Bensheim. „Die Architektur unterhalb der Mathildenhöhe“ war der Vortrag von Frank Oppermann betitelt, zu dem die Metzendorfgesellschaft am Donnerstagabend in die Michaelsgemeinde eingeladen hatte.
Mit dieser Formulierung klang schon an, was der einstige Bensheimer Stadthistoriker, ehemaliger Professor an der Hochschule Darmstadt und Experte für das Werk von Heinrich Metzendorf in den Fokus nehmen würde: Nämlich nicht primär die Bauten der im Jahr 1901 veranstalteten, spektakulären ersten Ausstellung auf der Mathildenhöhe, die 2021 als Zentrum des Jugendstils in das Weltkulturerbe der UNESCO aufgenommen wurde.
Beleuchtet wurden als Gegenpol unter anderem die Gebäude der dritten Ausstellung 1908, an der nur hessische Künstler und Handwerker teilnehmen sollten, und die als Schwerpunkt eine Kleinwohnungskolonie hatte, die zeigen sollte, dass guter Wohnraum auch mit geringen finanziellen Mitteln geschaffen werden konnte.
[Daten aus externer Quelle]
PR #1189, opened 2024-09-18
Streamlining transformations for Split and Concat nodes

mdanilow:
New transformations in finn/transformation/streamline/reorder.py needed for yolov8 streamlining, some refactoring and generalization of existing transformations included.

Dazu begrüßte die Vorsitzende der Metzendorfgesellschaft Bettina Hesse an die 50 Gäste, darunter auch von weit her angereiste Freunde der Metzendorf-Architektur.
Margarethenhöhe in Essen machte den Architekten bekannt
Der Vortrag beschäftigte sich mit dem Werk der Brüder Heinrich und Georg Metzendorf, von denen der ältere, Heinrich, an der Bergstraße allein schon durch die Vielzahl seiner Bauten der bekanntere sein dürfte, während der jüngere Georg, zunächst Mitarbeiter im Büro des älteren Bruders war und unter anderem vermutlich einen Teil der wegweisenden Ideen hatte, die 1904 in den Werkmeister-Wohnungen in der Bensheimer Friedhofstraße verwirklicht wurden und den Ansatz verfolgten, Formen aus der Villenarchitektur durch „Eindampfen“ auf ein finanzierbares Niveau zu bringen.
Überregional ist Georg Metzendorf durch den Bau der Siedlung Margarethenhöhe in Essen in den Jahren 1906 bis 1938 bekanntgeworden, die als erste deutsche Gartenstadt gilt und rund 12000 Menschen aus den „minderbemittelten Klassen“ hochwertigen Wohnraum bot.
Dass Georg Metzendorf im Alter von nur 33 Jahren von der Margarethe-Krupp-Stiftung diesen verantwortungsvollen und innovativen Planungsauftrag bekam, ist seinem Entwurf für die Hessische Landesausstellung 1908 zu verdanken, sagte Oppermann. Sechs große Firmen traten dort als Sponsoren für modellhafte Arbeiterhäuser auf, im Gedanken, später selbst Werkswohnungen zu bauen, ähnlich wie das Wilhelm Euler in Bensheim tat. Sein Arbeiterhaus plante Georg Metzendorf in Weiterentwicklung der bei den Bensheimer Werkmeister-Wohnungen begonnenen Überlegungen sehr funktional und mit technischen Innovationen versehen, zugleich aber deutlich dem Handwerk und der Region verbunden. So stammte das Geschirr in seinem Modellhaus aus Bad König im Odenwald. Für den Auftrag in Essen nahm er übrigens den Schindler Pfeifer aus Winterkasten mit, dessen Betrieb noch heute als Schreinerei und Spezialist für Schindelarbeiten besteht, wie Frank Oppermann erklärte.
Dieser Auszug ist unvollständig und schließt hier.